The province’s relentless bid to see the NewPage plant resurrected by a new owner has never been a sure bet. Still, up until now, critics had to watch what they said: finding fault with an effort to save a substantial number of jobs in rural Nova Scotia would take a lot of heat.
But the whirlwind on the weekend that saw hopes dashed, then turned around a day later, is allowing the cynics their say. The opposition parties didn’t dare vocalize harsh criticism heretofore for fear of upsetting constituents of the Strait area. Now, sensing that public sentiment is growing weary of the drawn-out bargaining, political opponents are complaining about the cost to taxpayers and the risk.
They and the public have good reason. This paper plant, although the product is to be the higher-end super-calendared paper, is still being lumped into the category of “sunset industry.” The feeling is, even if it’s a go this time, how long will it be viable?

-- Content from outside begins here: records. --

PR #566, opened 2017-04-04
Translate the methodname in the table header

MariusTimmer:
We are using this app for our owncloud instance and found out that the method name in the table header is not translated. This patch fixes this bug for the current master.
We've tested this in our test instance.
Issue: https://github.com/owncloud/activity/issues/567


PVince81:
If this works then it means that the translation text already exists elsewhere, so this is a valid fix 👍

PR #571, opened 2017-04-20
Parse data attributes always as string

PVince81:
Fixes issue when a user id is a number.

Needs a bit of retesting because I touched the other attributes as well.


PVince81:
For some weird reason a user with a numeric id doesn't see activities about comments even though they exist in the DB.

Might be more bugs related to this.

With this change, regular users still see their comments. Only users with numeric id...

PVince81:
did not work out and risky

PR #578, opened 2017-06-28
Comment change

phil-davis:
to run Travis CI and see what is wrong with JSTESTS


phil-davis:
Was only to confirm that JSTESTS fail

PR #579, opened 2017-06-28
Fallback to old tests/lib if no tests/unit

phil-davis:
Make app automagically select the folder for the core unit test shared code


phil-davis:
Note: JSTESTS build matrix entry is failing already, seems some underlying problem with the infrastructure.
See #578 for an innocuous edit that has the same JSTESTS problem.

phil-davis:
No longer relevant

Issue #575, opened 2017-06-26
Display group display name instead of group id when possible


PVince81:
1. Enable the custom groups app: https://github.com/owncloud/customgroups
1. Create a custom group "Group One"
1. Share a folder "test" with "Group One"
1. Select the activity tab in the right sidebar for the folder "test"

Expected result: group name shows as "Group One"

Actual result: group name displays the internal id "customgroup_groupone"

@pmaier1 FYI

Fixing this should be a matter of an hour or two.

PVince81:
since there is the possibility of duplicate group names, also have a tooltip with the actual group id

pmaier1:
Yep, this definitely needs to be done for the next release of the activity app. @felixboehm

PVince81:
@sharidas one for you. There is a new method `getDisplayName` on the `IGroup` interface that should be used.

sharidas:
The changes are merged: https://github.com/owncloud/activity/pull/582

PR #582, opened 2017-07-11
Show displayName instead of group id

sharidas:
Show displayName instead of group id

Signed-off-by: Sujith H <sharidasan@owncloud.com>

### DIFF
--- a/lib/Formatter/GroupFormatter.php
+++ b/lib/Formatter/GroupFormatter.php
@@ -1,0 +1,48 @@
+<?php
+/**
+ * @author Sujith Haridasan <sharidasan@owncloud.com>
+ *
+ * @copyright Copyright (c) 2016, ownCloud, Inc.
+ * @license AGPL-3.0
+ *
+ * This code is free software: you can redistribute it and/or modify
+ * it under the terms of the GNU Affero General Public License, version 3,
+ * as published by the Free Software Foundation.
+ *
+ * This program is distributed in the hope that it will be useful,
+ * but WITHOUT ANY WARRANTY; without even the implied warranty of
+ * MERCHANTABILITY or FITNESS FOR A PARTICULAR PURPOSE. See the
+ * GNU Affero General Public License for more details.
+ *
+ * You should have received a copy of the GNU Affero General Public License, version 3,
+ * along with this program.  If not, see <http://www.gnu.org/licenses/>
+ *
+ */
+
+namespace OCA\Activity\Formatter;
+
+use OCP\Activity\IEvent;
+use OCP\IGroupManager;
+use OCP\Util;
+
+class GroupFormatter implements IFormatter {
+
+	/** @var IGroupManager  */
+	protected $groupManager;
+
+	public function __construct(IGroupManager $groupManager) {
+		$this->groupManager = $groupManager;
+	}
+
+	/**
+	 * @param IEvent $event
+	 * @param string $parameter The parameter to be formatted
+	 * @return string The formatted parameter
+	 */
+	public function format(IEvent $event, $parameter) {
+		$group = $this->groupManager->get($parameter);
+		$displayName = $group->getDisplayName();
+		return '<parameter>' . Util::sanitizeHTML($displayName) . '</parameter>';
+	}
+}
+
--- a/lib/Parameter/Factory.php
+++ b/lib/Parameter/Factory.php
@@ -22,8 +22,9 @@
 namespace OCA\Activity\Parameter;
 
 
-use OCA\Activity\Formatter\IFormatter;
 use OCA\Activity\Formatter\BaseFormatter;
+use OCA\Activity\Formatter\GroupFormatter;
+use OCA\Activity\Formatter\IFormatter;
 use OCA\Activity\Formatter\CloudIDFormatter;
 use OCA\Activity\Formatter\FileFormatter;
 use OCA\Activity\Formatter\UserFormatter;
@@ -32,6 +33,7 @@ use OCP\Activity\IEvent;
 use OCP\Activity\IManager;
 use OCP\Contacts\IManager as IContactsManager;
 use OCP\IConfig;
+use OCP\IGroupManager;
 use OCP\IL10N;
 use OCP\IURLGenerator;
 use OCP\IUserManager;
@@ -48,6 +50,9 @@ class Factory {
 
 	/** @var IL10N */
 	protected $l;
+
+	/** @var IGroupManager  */
+	protected $groupManager;
 
 	/** @var ViewInfoCache */
 	protected $infoCache;
@@ -73,6 +78,7 @@ class Factory {
 								IContactsManager $contactsManager,
 								ViewInfoCache $infoCache,
 								IL10N $l,
+								IGroupManager $groupManager,
 								$user) {
 		$this->activityManager = $activityManager;
 		$this->userManager = $userManager;
@@ -80,6 +86,7 @@ class Factory {
 		$this->contactsManager = $contactsManager;
 		$this->infoCache = $infoCache;
 		$this->l = $l;
+		$this->groupManager = $groupManager;
 		$this->user = $user;
 	}
 
@@ -130,6 +137,8 @@ class Factory {
 			return new UserFormatter($this->userManager, $this->l);
 		} else if ($formatter === 'federated_cloud_id') {
 			return new CloudIDFormatter($this->contactsManager);
+		} else if ($formatter === 'group') {
+			return new GroupFormatter($this->groupManager);
 		} else {
 			return new BaseFormatter();
 		}
--- a/tests/Formatter/GroupFormatterTest.php
+++ b/tests/Formatter/GroupFormatterTest.php
@@ -1,0 +1,82 @@
+<?php
+/**
+ * @author Sujith Haridasan <sharidasan@owncloud.com>
+ *
+ * @copyright Copyright (c) 2016, ownCloud, Inc.
+ * @license AGPL-3.0
+ *
+ * This code is free software: you can redistribute it and/or modify
+ * it under the terms of the GNU Affero General Public License, version 3,
+ * as published by the Free Software Foundation.
+ *
+ * This program is distributed in the hope that it will be useful,
+ * but WITHOUT ANY WARRANTY; without even the implied warranty of
+ * MERCHANTABILITY or FITNESS FOR A PARTICULAR PURPOSE. See the
+ * GNU Affero General Public License for more details.
+ *
+ * You should have received a copy of the GNU Affero General Public License, version 3,
+ * along with this program.  If not, see <http://www.gnu.org/licenses/>
+ *
+ */
+
+namespace OCA\Activity\Tests\Formatter;
+
+use OCA\Activity\Formatter\IFormatter;
+use OCA\Activity\Formatter\GroupFormatter;
+use OCA\Activity\Tests\TestCase;
+use OCP\IGroup;
+use OCP\IGroupManager;
+
+class GroupFormatterTest extends TestCase {
+
+	/** @var  \OCP\IGroupManager|\PHPUnit_Framework_MockObject_MockObject */
+	protected $groupManager;
+
+	/**
+	 * @param array $methods
+	 * @return IFormatter|\PHPUnit_Framework_MockObject_MockObject
+	 */
+	public function getFormatter(array $methods = []) {
+		if (empty($methods)) {
+			$this->groupManager = $this->createMock(IGroupManager::class);
+			return new GroupFormatter($this->groupManager);
+		} else {
+			return $this->getMockBuilder('OCA\Activity\Formatter\BaseFormatter')
+				->setConstructorArgs([
+				])
+				->setMethods($methods)
+				->getMock();
+		}
+	}
+
+	public function dataFormat() {
+		return [
+			['para<m>eter1', '<parameter>para&lt;m&gt;eter1</parameter>'],
+			['para<m>eter2', '<parameter>para&lt;m&gt;eter2</parameter>'],
+		];
+	}
+
+	/**
+	 * @dataProvider dataFormat
+	 *
+	 * @param string $parameter
+	 * @param string $expected
+	 */
+	public function testFormat($parameter, $expected) {
+		/** @var \OCP\Activity\IEvent|\PHPUnit_Framework_MockObject_MockObject $event */
+		$event = $this->getMockBuilder('OCP\Activity\IEvent')
+			->disableOriginalConstructor()
+			->getMock();
+
+		$formatter = $this->getFormatter();
+		$group = $this->createMock(IGroup::class);
+		$this->groupManager->expects($this->once())
+			->method('get')
+			->willReturn($group);
+		$group->expects($this->once())
+			->method('getDisplayName')
+			->willReturn($parameter);
+
+		$this->assertSame($expected, $formatter->format($event, $parameter));
+	}
+}
--- a/tests/Parameter/FactoryTest.php
+++ b/tests/Parameter/FactoryTest.php
@@ -23,6 +23,7 @@ namespace OCA\Activity\Tests\Parameter;
 
 use OCA\Activity\Parameter\Factory;
 use OCA\Activity\Tests\TestCase;
+use OCP\IGroupManager;
 
 class FactoryTest extends TestCase {
 	/** @var \OCP\Activity\IManager|\PHPUnit_Framework_MockObject_MockObject */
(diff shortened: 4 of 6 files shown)


lib/Formatter/BaseFormatter.php
```diff
@@ -31,6 +31,12 @@ class BaseFormatter implements IFormatter {
 	 * @return string The formatted parameter
 	 */
 	public function format(IEvent $event, $parameter) {
+		if (\OC::$server->getGroupManager()->groupExists($parameter) === true) {
```
sharidas: I am not sure if there is any case where parameter would be passed to format here. So I thought of checking if a group name exists with data in the parameter variable. If so then try to amend the variable parameter.

PVince81: I think this is likely too deep in the lower layers. What happens if a non-group parameter is used but happens to have the same value as a group name ? (sometimes there are user ids that are the same as group ids)

Please have a look how to move this on a higher level. I expect that there is code somewhere that will read the group id and set it to a parameter. Adjust that code to pass the group display name instead, or both group id and group display name.

sharidas:
There are changes I made in the core: https://github.com/owncloud/core/pull/28387

sharidas:
Tested this by creating multiple customgroups and then tried sharing with folder. Unshared the same. Also verified this change doesn't affect the users sharing folder and unsharing.

lib/FilesHooks.php
```diff
@@ -559,6 +559,22 @@ protected function addNotificationsForUser($user, $subject, $subjectParams, $fil
...
+			 * Here we do the manipulation on subjectParam variable.
+			 * Based on the subject type convert the type from string to array.
+			 * So lets say if $subjectParams[1] has "customgroup_foo bar" and the
+			 * displayname associated with the customgroup_foo bar is say "foo bar".
+			 * Then final value of subjectParams[1] will be:
+			 * Array("customgroup_foo bar", "foo bar")
+			 */
+			if (is_string($subjectParams[1])) {
+				$displayName = $this->groupManager->get($subjectParams[1])->getDisplayName();
+				$subjectParams[1] = [$subjectParams[1],$displayName];
```
PVince81: did you check whether it's possible/easier to simply add a new subject param for the display name ?

PVince81: I also have the feeling that setting the display name like this in a sub-array doesn't make sense anyway because in your other change below you're extracting that value from the array and putting it back into a single parameter. In this case why not just pass the displayName directly without the groupId, which would have the same result.

Best would likely to have both in separate parameters and have the subject/message formatters pick the display name parameter for display, and use the group id for the tooltip.

sharidas:
I made the modification to this pr. Converted the subjectparams second index to have 'gid' and 'displayName' to include the names. And instead of making change in the BaseFormatter, I made the change in the DataHelper. Let me know if it looks ok.

tomneedham:
tests?

sharidas:
Added tests.

PVince81:
Not sure why the core change is needed ? I tested this locally without the core change and it seems to work fine.

However I observed one problem: if I rename the custom group, the name doesn't change in the activity list. However if I share with a user with display name "User One" and then rename that user's display name, it also changes in the activity list. I think we should do the same for groups.

Looking at the oc_activity table, I see this:
```
+-------------+------------+----------+--------------+-------+--------------+---------------+-------------------+-----------------------------------------------------------------------------------+---------+---------------+--------------+-------------------------------------------------------+-------------+-----------+
| activity_id | timestamp  | priority | type         | user  | affecteduser | app           | subject           | subjectparams                                                                     | message | messageparams | file         | link                                                  | object_type | object_id |
+-------------+------------+----------+--------------+-------+--------------+---------------+-------------------+-----------------------------------------------------------------------------------+---------+---------------+--------------+-------------------------------------------------------+-------------+-----------+
|           1 | 1500471034 |       30 | file_created | admin | admin        | files         | created_self      | [{"3":false}]                                                                     |         | []            |              | http://localhost/owncloud/index.php/apps/files/?dir=  | files       |         3 |
|           2 | 1500471034 |       30 | file_created | admin | admin        | files         | created_self      | [{"4":"\/welcome.txt"}]                                                           |         | []            | /welcome.txt | http://localhost/owncloud/index.php/apps/files/?dir=/ | files       |         4 |
|           3 | 1500471198 |       30 | shared       | admin | admin        | files_sharing | shared_group_self | [{"4":"\/welcome.txt"},{"gid":"customgroup_cust","displayName":"c display name"}] |         | []            | /welcome.txt | http://localhost/owncloud/index.php/apps/files/?dir=/ | files       |         4 |
|           4 | 1500471341 |       30 | shared       | admin | admin        | files_sharing | shared_user_self  | [{"4":"\/welcome.txt"},"user1"]                                                   |         | []            | /welcome.txt | http://localhost/owncloud/index.php/apps/files/?dir=/ | files       |         4 |
|           5 | 1500471342 |       30 | shared       | admin | user1        | files_sharing | shared_with_by    | [{"4":"\/welcome.txt"},"admin"]                                                   |         | []            | /welcome.txt | http://localhost/owncloud/index.php/apps/files/?dir=/ | files       |         4 |
+-------------+------------+----------+--------------+-------+--------------+---------------+-------------------+-----------------------------------------------------------------------------------+---------+---------------+--------------+-------------------------------------------------------+-------------+-----------+
```

From what I see, the user's display name is not stored in this table but is resolved at the time where the activity is rendered.

@sharidas can you have a look if it is also possible to use a similar logic for groups ?

sharidas:
Here is a glimpse of my update: 
activity

And the db query:
```
sqlite> select * from oc_activity;
1|1500534032|30|file_created|admin|admin|files|created_self|[{"8":""}]||[]||http://localhost/testing/index.php/apps/files/?dir=|files|8
2|1500534032|30|file_created|admin|admin|files|created_self|[{"9":"\/welcome.txt"}]||[]|/welcome.txt|http://localhost/testing/index.php/apps/files/?dir=/|files|9
3|1500534075|30|file_created|admin|admin|files|created_self|[{"20":"\/foo"}]||[]|/foo|http://localhost/testing/index.php/apps/files/?dir=/|files|20
4|1500534081|30|shared|admin|admin|files_sharing|shared_group_self|[{"20":"\/foo"},{"gid":"customgroup_test group1","displayName":"test group1"}]||[]|/foo|http://localhost/testing/index.php/apps/files/?dir=/foo|files|20
5|1500534084|30|shared|admin|admin|files_sharing|shared_group_self|[{"20":"\/foo"},{"gid":"customgroup_test group2","displayName":"test group2"}]||[]|/foo|http://localhost/testing/index.php/apps/files/?dir=/foo|files|20
6|1500534088|30|shared|admin|admin|files_sharing|shared_user_self|[{"20":"\/foo"},"user1"]||[]|/foo|http://localhost/testing/index.php/apps/files/?dir=/foo|files|20
7|1500534088|30|shared|admin|user1|files_sharing|shared_with_by|[{"20":"\/foo"},"admin"]||[]|/foo|http://localhost/testing/index.php/apps/files/?dir=/foo|files|20
8|1500534095|30|shared|admin|admin|files_sharing|shared_user_self|[{"20":"\/foo"},"user2"]||[]|/foo|http://localhost/testing/index.php/apps/files/?dir=/foo|files|20
9|1500534095|30|shared|admin|user2|files_sharing|shared_with_by|[{"20":"\/foo"},"admin"]||[]|/foo|http://localhost/testing/index.php/apps/files/?dir=/foo|files|20
sqlite> 

```
The group name remains ```test group2``` where as the display name is changed.
The user name is also different.

lib/DataHelper.php
```diff
@@ -179,6 +187,24 @@ public function parseParameters($parameterString) {
 		if ($parameterString[0] === '[' && substr($parameterString, -1) === ']' || $parameterString[0] === '"' && substr($parameterString, -1) === '"') {
 			// ownCloud 8.1+
 			$parameters = json_decode($parameterString, true);
+
+			/*
+			 * Remove gid from the parameters array
+			 * While displaying in the UI we want only
+			 * displayName. Convert the array to string.
+			 */
+			if((count($parameters) > 1) && is_array($parameters[1])) {
```
PVince81: where is the existing logic for the user display name ? if this here was the right location in the code I'd expect to see that logic in the same place

sharidas: While debugging I was able to see that the response code was getting ```user display-name=``` .
Here is the response:
```
{"ocs":
{
    "meta":{"status":"ok","statuscode":100,"message":null},
    "data":[
        {"activity_id":8,"type":"shared","user":"admin","affecteduser":"admin","app":"files_sharing","subject":"shared_user_self","subjectparams":[{"value":{"20":"\/foo"},"type":"file"},{"value":[{"value":"user2","type":"username"}],"type":"collection"}],"message":"","messageparams":[],"link":"http:\/\/localhost\/testing\/index.php\/apps\/files\/?dir=\/foo","object_type":"files","object_id":20,"object_name":"\/foo","activity_ids":[8,6],"files":{"20":"\/foo"},"subject_prepared":"Shared with \u003Ccollection\u003E\u003Cuser display-name=\"user2 testing\"\u003Euser2\u003C\/user\u003E\u003C\/collection\u003E","message_prepared":"","typeicon":"icon-share","datetime":"2017-07-20T07:01:35+00:00"},
        
        {"activity_id":5,"type":"shared","user":"admin","affecteduser":"admin","app":"files_sharing","subject":"shared_group_self","subjectparams":[{"value":{"20":"\/foo"},"type":"file"},{"value":[{"value":"test group2","type":"group"}],"type":"collection"}],"message":"","messageparams":[],"link":"http:\/\/localhost\/testing\/index.php\/apps\/files\/?dir=\/foo","object_type":"files","object_id":20,"object_name":"\/foo","activity_ids":[5,4],"files":{"20":"\/foo"},"subject_prepared":"Shared with group \u003Ccollection\u003E\u003Cparameter\u003Etest group2\u003C\/parameter\u003E\u003C\/collection\u003E","message_prepared":"","typeicon":"icon-share","datetime":"2017-07-20T07:01:24+00:00"},
        
        {"activity_id":3,"type":"file_created","user":"admin","affecteduser":"admin","app":"files","subject":"created_self","subjectparams":[{"value":{"20":"\/foo"},"type":"file"}],"message":"","messageparams":[],"link":"http:\/\/localhost\/testing\/index.php\/apps\/files\/?dir=\/","object_type":"files","object_id":20,"object_name":"\/foo","subject_prepared":"You created \u003Cfile link=\"http:\/\/localhost\/testing\/index.php\/apps\/files\/?dir=\/foo\" id=\"20\"\u003Efoo\u003C\/file\u003E","message_prepared":"","typeicon":"icon-add-color","datetime":"2017-07-20T07:01:15+00:00"}]
}
}
```
I formatted the response a bit.
Hence figured out that it's coming from https://github.com/owncloud/activity/blob/master/lib/Formatter/UserFormatter.php#L58. Since the group data is formatted by https://github.com/owncloud/activity/blob/master/lib/Formatter/BaseFormatter.php#L34. I thought that one of the possible solution would be to have in DataHelper.

PVince81: can we have a GroupFormatter then to follow the same pattern ?

sharidas:
So the conversion of BaseFormatter to GroupFormatter is made.

lib/Formatter/GroupFormatter.php
```diff
@@ -21,16 +22,25 @@
...
 namespace OCA\Activity\Formatter;
 
+use OC\Group\Manager;
 use OCP\Activity\IEvent;
 use OCP\Util;
 
-class BaseFormatter implements IFormatter {
+class GroupFormatter implements IFormatter {
+
+	protected $groupManager;
```
PVince81: please add PHPDoc, usually looks like:
```
/**
 * @var IGroupManager
 */
```

lib/Formatter/GroupFormatter.php
```diff
@@ -21,16 +22,25 @@
...
+	public function __construct(Manager $groupManager) {
```
PVince81: replace `Manager` with `IGroupManager`, always use the interface when possible

lib/Parameter/Factory.php
```diff
@@ -131,7 +131,7 @@ protected function getFormatter($formatter) {
 		} else if ($formatter === 'federated_cloud_id') {
 			return new CloudIDFormatter($this->contactsManager);
 		} else {
-			return new BaseFormatter();
+			return new GroupFormatter(\OC::$server->getGroupManager());
```
PVince81: please receive the `IGroupManager` in the constructor of this class

tests/Formatter/GroupFormatterTest.php
```diff
@@ -22,18 +22,22 @@
 namespace OCA\Activity\Tests\Formatter;
 
 use OCA\Activity\Formatter\IFormatter;
-use OCA\Activity\Formatter\BaseFormatter;
```
PVince81: did you delete `BaseFormatterTest` completely ?

PVince81:
Code looks much better, needs a few tweaks.

tests/Formatter/GroupFormatterTest.php
sharidas: Yes I did.

sharidas:
Apart from this failure: https://travis-ci.org/owncloud/activity/jobs/255968620 , I did addressed the changes suggested in the review.

tests/Formatter/GroupFormatterTest.php
PVince81: because it's unused ?

tests/Parameter/FactoryTest.php
```diff
@@ -197,7 +204,7 @@ public function testCreateCollection() {
 
 	public function dataGetFormatter() {
 		return [
-			['base', 'OCA\Activity\Formatter\BaseFormatter'],
+			['base', 'OCA\Activity\Formatter\GroupFormatter'],
```
PVince81: shouldn't it be "group" instead of "base" ?

I have the feeling that we shouldn't delete the BaseFormatter

sharidas: I can bring back the BaseFormatter. So from the comment I get a feel if formatter is not a group or any other formatter , then https://github.com/owncloud/activity/blob/master/lib/Parameter/Factory.php#L134 should be there to take care.

sharidas:
The BaseFormatter and BaseFormatterTest are retained.

tests/Formatter/GroupFormatterTest.php
```diff
@@ -0,0 +1,80 @@
...
+	 * @param string $expected
+	 */
+	public function testFormat($parameter, $expected) {
+		/** @var \OCP\Activity\IEvent|\PHPUnit_Framework_MockObject_MockObject $event */
+		$event = $this->getMockBuilder('OCP\Activity\IEvent')
+			->disableOriginalConstructor()
+			->getMock();
+
+		$formatter = $this->getFormatter();
+		$group = $this->createMock('OC\Group\Group');
```
PVince81: mock the interface instead ? `IGroup::class`

tests/Parameter/FactoryTest.php
```diff
@@ -76,6 +79,8 @@ protected function setUp() {
 		$this->l = $this->getMockBuilder('OCP\IL10N')
 			->disableOriginalConstructor()
 			->getMock();
+
+		$this->groupManager = $this->createMock('OCP\IGroupManager');
```
PVince81: use `IGroupManager::class` here without quotes which is better. (note: doesn't work for OC < 9.1 and beyond due to old PHP versions)

sharidas:
https://github.com/owncloud/activity/pull/582/files#diff-150498e0cdc623f3b34ba087ce23b38bR140 is the location where getFormatter method gets value as "group" for var $formatter and the GroupFormatter is returned. @PVince81 Let me know if this is what you were asking?

PVince81:
@sharidas yes, but who sets the value of `$formatter` to "group" in the first place to trigger this logic ?

sharidas:
This is the call which sets https://github.com/owncloud/activity/blob/master/lib/DataHelper.php#L153 "group". This call is made by https://github.com/owncloud/activity/blob/master/lib/GroupHelper.php#L96.
The get method https://github.com/owncloud/activity/blob/master/lib/DataHelper.php#L150 will result in calling https://github.com/owncloud/activity/blob/master/lib/Parameter/Factory.php#L107.

To be more precise, https://github.com/owncloud/core/blob/master/lib/private/Activity/Manager.php#L369 is the array which has the data "group", "file" etc.

PVince81:
@sharidas thanks for the pointers. I still don't see who sets the parameter type to "group" ? Was that part of the old code ? At least I didn't see anything in your PR so was it there already but falling back to the "base" formatter until you introduced the new one ?

sharidas:
@PVince81 Yah, that was part of the old code. In my PR I don't set "group". Before applying my patch or considering my PR, it always falls back to "base" formatter. Yes you are right.

sharidas:
The issue associated with the PR: https://github.com/owncloud/activity/issues/575

PR #583, opened 2017-07-18
Use big integer activity ID

tomneedham:
So we don't overflow here. Needs testing + maybe more insight / thought?


tomneedham:
Closed in favour of https://github.com/owncloud/activity/pull/584

PR #599, opened 2017-09-14
Change summary and description

pmaier1:


appinfo/info.xml
```diff
@@ -2,15 +2,16 @@
...
-This sets the type of activity to record, as well as whether to the user sees their own activities, whether these are only available online, and whether they get an email digest on a regular basis.
+The ownCloud Activity application enables users to not only get a summarized overview of all file and folder events in their ownCloud, but also to receive notifications for such via email. The user can configure their individual Activity preferences in their personal settings and can decide in detail which file or folder actions should be listed in the Activity stream (accessible via the app launcher) and also for which file or folder actions the users wants to receive email notifications.
+The bulk email notifications can either be sent out hourly, daily or weekly to fit the specific needs of the individual user. 
 
-More information is available in the Activity documentation.
+From creation of new files or folders, to file or folder changes, moves, renames, updates, restores from trash bin, sharing activities, comments, tags and downloads from public share links - the ownCloud Activity app gathers all file or folder related actions in one place for the user to review.
```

Since making the sun stand still would be an accomplishment of biblical proportions, putting so much public investment into a long shot is not advisable for this or any future government.
The NDP have always defended this project, despite the concessions to the buyer, as the right thing to do. It wouldn’t be easy to replace several hundred jobs and a large industrial presence in an area of thin population.
But if, as the most cynical suggest, the plant does not last a great number of years, was the money spent worthwhile in face of the inevitable?
It dredges up the image of the little boy with his finger in the dike trying to hold back the flood waters.
Rather than sitting back and breathing a sigh of relief if this deal is ultimately saved, the government should now be thinking several years ahead about up-and-coming industries, about what would be promising options when the sun does indeed set. Simply reacting and hoping to reinvent the past in answer to a crisis will only buy you time. It’s time to be forward thinking.